SHA-256 was designed by the U.S. National Security Agency and published by NIST in 2001 as part of the SHA-2 family of hash functions, standardized today in FIPS 180-4. Feeding it a single character or an entire multi-gigabyte file always yields a 256-bit fingerprint, and changing even one bit of the input scrambles the output completely, a property known as the avalanche effect.

Internally, the algorithm pads the message to a multiple of 512 bits, splits it into blocks, and runs each block through 64 rounds of bitwise logic, modular addition, and rotation using a fixed set of round constants. The process is deterministic and one-way: there is no known method to reconstruct the input from the digest short of brute-force guessing, which is computationally infeasible given the size of the output space.

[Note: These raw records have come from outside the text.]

PR #1994, opened 2023-10-18
Fix bug in capture location task

### LINKED ISSUE #1986: Capture location flow broken
- [ ] Doesn't force on location lock
- [ ] Clicking "Capture" has no effect

shobhitagarwal1612:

In Bitcoin, SHA-256 underpins nearly everything. Miners repeatedly hash a candidate block header together with a changing nonce, applying the function twice, until the result falls below the network's difficulty target, a race that now consumes over 800 exahashes per second across the global network. The same algorithm builds the Merkle tree that summarizes a block's transactions, and it feeds into the address-generation process for Bitcoin wallets alongside RIPEMD-160.

Beyond mining, SHA-256 secures TLS certificates, code signing, digital signatures, and file-integrity checks across the wider internet, not just crypto. Its dominance in Bitcoin mining also spawned purpose-built ASIC chips that cannot be repurposed for other hash functions. Decades of cryptanalysis have found no practical break, and SHA-256 remains considered secure against both classical and near-term quantum attacks.